List each line of the data that holds the word "upstairs".

(RECORDS FOR THE EXERCISE Opens)

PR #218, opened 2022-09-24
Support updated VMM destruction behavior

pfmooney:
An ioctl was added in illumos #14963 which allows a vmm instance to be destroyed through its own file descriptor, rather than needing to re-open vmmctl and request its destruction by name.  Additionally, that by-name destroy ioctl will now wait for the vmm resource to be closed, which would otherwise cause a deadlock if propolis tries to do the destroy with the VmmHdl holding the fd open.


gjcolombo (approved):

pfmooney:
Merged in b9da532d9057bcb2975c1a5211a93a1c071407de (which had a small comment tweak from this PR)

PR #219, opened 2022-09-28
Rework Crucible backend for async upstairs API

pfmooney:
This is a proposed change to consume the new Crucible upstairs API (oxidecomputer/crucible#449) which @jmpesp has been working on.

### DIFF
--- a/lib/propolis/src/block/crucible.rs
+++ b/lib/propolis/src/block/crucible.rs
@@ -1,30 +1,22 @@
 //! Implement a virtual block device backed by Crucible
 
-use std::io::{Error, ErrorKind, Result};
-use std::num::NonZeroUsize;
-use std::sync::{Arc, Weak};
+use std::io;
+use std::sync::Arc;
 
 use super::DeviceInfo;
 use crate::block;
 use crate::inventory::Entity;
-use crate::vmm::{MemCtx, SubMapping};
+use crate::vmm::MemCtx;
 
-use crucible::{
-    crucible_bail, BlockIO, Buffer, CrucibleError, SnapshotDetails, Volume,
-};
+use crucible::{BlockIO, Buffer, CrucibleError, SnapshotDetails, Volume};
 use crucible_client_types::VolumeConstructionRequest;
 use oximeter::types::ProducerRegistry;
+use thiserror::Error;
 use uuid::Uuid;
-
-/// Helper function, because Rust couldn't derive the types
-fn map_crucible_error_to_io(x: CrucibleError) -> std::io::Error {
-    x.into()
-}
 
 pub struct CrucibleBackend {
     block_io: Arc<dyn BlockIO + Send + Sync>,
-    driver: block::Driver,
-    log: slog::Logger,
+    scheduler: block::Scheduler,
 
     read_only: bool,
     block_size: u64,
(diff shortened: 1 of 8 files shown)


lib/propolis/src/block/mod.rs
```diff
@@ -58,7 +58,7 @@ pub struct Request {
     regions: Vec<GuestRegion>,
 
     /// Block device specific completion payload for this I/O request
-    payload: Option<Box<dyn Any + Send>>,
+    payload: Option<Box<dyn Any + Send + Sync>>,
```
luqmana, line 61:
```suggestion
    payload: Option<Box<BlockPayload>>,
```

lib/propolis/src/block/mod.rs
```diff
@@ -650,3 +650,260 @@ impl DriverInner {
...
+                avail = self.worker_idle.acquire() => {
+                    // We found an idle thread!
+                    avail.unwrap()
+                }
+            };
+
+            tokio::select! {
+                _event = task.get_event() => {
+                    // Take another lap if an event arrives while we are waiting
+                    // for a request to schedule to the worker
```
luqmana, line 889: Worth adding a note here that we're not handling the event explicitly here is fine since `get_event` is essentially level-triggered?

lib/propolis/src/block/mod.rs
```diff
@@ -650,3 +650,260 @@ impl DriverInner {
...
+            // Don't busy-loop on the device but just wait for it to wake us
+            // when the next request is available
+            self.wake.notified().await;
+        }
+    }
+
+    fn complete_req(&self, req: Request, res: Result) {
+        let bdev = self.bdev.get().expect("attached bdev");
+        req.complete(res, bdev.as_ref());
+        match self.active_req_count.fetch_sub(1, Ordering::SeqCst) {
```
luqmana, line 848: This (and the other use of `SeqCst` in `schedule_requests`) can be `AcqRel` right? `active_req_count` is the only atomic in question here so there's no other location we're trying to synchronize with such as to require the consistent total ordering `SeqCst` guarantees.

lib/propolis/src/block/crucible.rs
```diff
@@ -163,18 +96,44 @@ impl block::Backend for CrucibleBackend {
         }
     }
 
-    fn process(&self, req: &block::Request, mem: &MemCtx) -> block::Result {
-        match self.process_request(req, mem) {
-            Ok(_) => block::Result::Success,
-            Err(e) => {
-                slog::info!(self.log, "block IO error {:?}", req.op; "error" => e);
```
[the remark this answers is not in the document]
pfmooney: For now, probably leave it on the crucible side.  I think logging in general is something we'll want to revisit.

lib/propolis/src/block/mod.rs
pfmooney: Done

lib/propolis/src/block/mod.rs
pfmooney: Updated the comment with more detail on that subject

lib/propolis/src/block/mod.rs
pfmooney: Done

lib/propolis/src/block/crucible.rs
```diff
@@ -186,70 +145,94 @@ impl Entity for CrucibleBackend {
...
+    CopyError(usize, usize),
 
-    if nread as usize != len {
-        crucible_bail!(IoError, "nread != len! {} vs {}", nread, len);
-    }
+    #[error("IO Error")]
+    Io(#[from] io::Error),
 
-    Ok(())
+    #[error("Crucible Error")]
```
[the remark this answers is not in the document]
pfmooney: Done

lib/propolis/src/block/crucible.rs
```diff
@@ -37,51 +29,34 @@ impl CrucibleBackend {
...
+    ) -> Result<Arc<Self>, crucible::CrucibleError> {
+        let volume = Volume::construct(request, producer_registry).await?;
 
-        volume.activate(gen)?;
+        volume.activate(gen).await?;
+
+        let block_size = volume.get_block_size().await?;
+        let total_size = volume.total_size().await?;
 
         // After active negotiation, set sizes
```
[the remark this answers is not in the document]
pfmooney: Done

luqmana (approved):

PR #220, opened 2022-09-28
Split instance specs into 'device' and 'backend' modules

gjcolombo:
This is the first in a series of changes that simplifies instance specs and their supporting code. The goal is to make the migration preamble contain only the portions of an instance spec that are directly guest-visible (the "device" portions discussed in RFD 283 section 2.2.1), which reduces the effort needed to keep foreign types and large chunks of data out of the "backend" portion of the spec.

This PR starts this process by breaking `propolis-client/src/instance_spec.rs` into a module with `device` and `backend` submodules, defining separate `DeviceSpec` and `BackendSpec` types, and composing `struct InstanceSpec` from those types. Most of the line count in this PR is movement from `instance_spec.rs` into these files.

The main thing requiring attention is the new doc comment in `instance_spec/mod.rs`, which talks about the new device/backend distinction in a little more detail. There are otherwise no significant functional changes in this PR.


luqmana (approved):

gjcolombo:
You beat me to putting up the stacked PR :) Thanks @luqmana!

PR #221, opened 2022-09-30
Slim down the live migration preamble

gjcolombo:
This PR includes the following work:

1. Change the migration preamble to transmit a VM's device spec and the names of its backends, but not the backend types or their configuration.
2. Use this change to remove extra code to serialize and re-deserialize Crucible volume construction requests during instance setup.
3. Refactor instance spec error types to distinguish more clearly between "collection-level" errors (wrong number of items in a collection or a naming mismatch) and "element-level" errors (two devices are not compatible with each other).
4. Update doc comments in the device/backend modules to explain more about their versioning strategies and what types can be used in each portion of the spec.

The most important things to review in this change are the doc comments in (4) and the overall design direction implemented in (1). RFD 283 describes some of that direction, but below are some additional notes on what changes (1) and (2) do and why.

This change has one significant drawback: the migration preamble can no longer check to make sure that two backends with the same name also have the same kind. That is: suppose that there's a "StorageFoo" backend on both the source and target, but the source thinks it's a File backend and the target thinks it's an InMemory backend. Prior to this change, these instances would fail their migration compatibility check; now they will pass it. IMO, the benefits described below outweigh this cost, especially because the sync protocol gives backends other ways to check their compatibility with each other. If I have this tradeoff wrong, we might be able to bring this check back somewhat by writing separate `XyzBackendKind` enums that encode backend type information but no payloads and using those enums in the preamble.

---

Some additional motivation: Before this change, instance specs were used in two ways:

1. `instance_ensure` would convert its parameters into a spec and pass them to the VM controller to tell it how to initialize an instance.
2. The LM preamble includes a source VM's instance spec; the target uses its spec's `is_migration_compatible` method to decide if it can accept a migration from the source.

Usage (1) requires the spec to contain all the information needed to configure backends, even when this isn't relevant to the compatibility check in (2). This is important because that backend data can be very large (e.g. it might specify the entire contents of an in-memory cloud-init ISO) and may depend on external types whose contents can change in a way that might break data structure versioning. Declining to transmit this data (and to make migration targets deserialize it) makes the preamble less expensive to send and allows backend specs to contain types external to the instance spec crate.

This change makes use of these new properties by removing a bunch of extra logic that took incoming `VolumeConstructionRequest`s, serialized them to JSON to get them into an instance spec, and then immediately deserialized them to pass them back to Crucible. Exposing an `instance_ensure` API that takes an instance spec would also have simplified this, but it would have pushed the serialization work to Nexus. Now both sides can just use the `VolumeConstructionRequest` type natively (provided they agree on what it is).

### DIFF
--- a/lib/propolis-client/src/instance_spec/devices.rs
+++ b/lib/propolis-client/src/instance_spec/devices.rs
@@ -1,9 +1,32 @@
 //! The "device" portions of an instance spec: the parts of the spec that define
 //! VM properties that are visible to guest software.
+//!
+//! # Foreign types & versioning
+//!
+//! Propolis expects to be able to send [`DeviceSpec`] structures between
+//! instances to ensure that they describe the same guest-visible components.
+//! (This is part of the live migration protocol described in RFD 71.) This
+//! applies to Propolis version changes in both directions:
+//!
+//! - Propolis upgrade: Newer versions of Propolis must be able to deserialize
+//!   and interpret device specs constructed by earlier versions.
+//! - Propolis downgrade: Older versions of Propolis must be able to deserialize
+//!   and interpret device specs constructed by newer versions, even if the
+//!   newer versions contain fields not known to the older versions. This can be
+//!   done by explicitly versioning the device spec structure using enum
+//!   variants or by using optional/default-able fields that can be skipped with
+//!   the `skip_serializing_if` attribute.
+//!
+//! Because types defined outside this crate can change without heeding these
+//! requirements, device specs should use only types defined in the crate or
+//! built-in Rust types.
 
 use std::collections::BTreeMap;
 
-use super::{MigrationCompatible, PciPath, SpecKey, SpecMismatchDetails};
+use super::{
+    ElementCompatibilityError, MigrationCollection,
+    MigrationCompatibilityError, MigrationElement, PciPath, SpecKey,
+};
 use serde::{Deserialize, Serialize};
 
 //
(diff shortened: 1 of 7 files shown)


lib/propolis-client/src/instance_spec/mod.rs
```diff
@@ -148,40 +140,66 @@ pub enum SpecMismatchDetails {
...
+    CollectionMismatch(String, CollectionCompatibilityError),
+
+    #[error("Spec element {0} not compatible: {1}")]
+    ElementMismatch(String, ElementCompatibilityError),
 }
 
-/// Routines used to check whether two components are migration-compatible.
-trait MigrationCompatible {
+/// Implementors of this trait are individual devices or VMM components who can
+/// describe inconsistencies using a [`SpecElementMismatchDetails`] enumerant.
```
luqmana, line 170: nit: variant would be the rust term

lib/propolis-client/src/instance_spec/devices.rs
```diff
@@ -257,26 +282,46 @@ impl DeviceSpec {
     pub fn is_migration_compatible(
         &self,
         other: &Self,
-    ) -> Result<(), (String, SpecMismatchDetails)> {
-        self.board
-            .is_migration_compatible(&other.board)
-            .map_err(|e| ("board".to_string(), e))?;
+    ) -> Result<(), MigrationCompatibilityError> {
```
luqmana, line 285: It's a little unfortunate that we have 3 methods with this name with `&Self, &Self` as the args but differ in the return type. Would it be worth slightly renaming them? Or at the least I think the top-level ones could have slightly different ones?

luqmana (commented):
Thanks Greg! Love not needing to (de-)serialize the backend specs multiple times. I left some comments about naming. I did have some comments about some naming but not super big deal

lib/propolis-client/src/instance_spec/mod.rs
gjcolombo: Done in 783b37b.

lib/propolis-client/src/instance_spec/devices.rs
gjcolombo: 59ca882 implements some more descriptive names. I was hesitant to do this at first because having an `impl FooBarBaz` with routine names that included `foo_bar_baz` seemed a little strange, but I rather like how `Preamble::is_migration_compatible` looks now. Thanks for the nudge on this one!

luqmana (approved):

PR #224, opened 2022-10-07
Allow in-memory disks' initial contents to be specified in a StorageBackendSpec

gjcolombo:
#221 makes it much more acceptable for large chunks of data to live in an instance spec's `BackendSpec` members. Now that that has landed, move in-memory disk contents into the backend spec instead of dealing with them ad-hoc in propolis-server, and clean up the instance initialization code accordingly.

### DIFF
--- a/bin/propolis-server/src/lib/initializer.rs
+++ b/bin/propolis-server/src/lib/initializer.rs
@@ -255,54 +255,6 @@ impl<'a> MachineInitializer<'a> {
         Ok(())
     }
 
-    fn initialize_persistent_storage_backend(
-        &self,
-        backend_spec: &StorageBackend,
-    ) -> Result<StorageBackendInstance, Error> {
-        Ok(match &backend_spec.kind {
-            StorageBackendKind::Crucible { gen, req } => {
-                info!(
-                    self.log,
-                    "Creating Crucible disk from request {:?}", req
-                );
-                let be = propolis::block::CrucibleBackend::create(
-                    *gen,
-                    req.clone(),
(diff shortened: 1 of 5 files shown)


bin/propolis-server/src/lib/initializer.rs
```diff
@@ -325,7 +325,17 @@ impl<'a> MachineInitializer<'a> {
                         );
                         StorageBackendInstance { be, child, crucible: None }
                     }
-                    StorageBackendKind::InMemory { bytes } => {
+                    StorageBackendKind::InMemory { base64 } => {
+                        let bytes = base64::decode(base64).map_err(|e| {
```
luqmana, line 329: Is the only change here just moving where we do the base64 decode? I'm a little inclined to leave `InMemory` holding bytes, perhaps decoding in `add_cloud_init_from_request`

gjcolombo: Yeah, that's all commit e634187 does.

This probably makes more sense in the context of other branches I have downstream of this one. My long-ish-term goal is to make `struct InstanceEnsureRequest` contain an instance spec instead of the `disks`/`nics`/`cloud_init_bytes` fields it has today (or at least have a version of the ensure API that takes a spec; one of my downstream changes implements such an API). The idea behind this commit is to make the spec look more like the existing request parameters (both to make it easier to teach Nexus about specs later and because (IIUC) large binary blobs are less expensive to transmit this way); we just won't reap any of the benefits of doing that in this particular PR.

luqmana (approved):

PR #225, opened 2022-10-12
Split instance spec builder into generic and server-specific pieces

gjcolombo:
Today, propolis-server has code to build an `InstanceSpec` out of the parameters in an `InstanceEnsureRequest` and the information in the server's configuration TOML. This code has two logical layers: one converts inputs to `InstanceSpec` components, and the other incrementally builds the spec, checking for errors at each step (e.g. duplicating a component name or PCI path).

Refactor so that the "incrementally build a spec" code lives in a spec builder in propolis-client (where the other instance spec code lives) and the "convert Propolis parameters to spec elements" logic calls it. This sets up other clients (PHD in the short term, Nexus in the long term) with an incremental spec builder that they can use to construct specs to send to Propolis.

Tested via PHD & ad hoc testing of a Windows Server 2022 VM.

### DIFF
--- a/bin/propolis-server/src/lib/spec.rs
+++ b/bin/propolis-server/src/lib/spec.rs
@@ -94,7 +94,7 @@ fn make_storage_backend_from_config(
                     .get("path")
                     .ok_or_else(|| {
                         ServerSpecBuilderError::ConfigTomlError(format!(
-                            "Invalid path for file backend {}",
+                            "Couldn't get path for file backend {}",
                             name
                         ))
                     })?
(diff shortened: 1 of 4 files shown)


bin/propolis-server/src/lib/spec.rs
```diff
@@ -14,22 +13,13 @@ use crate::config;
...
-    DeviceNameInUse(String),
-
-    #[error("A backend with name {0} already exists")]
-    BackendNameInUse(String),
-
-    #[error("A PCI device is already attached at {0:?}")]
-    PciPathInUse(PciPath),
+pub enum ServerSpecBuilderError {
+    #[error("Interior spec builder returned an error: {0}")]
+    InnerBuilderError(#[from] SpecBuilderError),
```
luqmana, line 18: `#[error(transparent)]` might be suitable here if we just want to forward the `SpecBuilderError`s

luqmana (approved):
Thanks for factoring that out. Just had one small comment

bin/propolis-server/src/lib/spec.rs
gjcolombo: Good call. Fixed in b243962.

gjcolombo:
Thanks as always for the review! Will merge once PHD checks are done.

(RECORDS FOR THE EXERCISE Closes)

● WRITTEN ANSWER
Rework Crucible backend for async upstairs API
This is a proposed change to consume the new Crucible upstairs API (oxidecomputer/crucible#449) which @jmpesp has been working on.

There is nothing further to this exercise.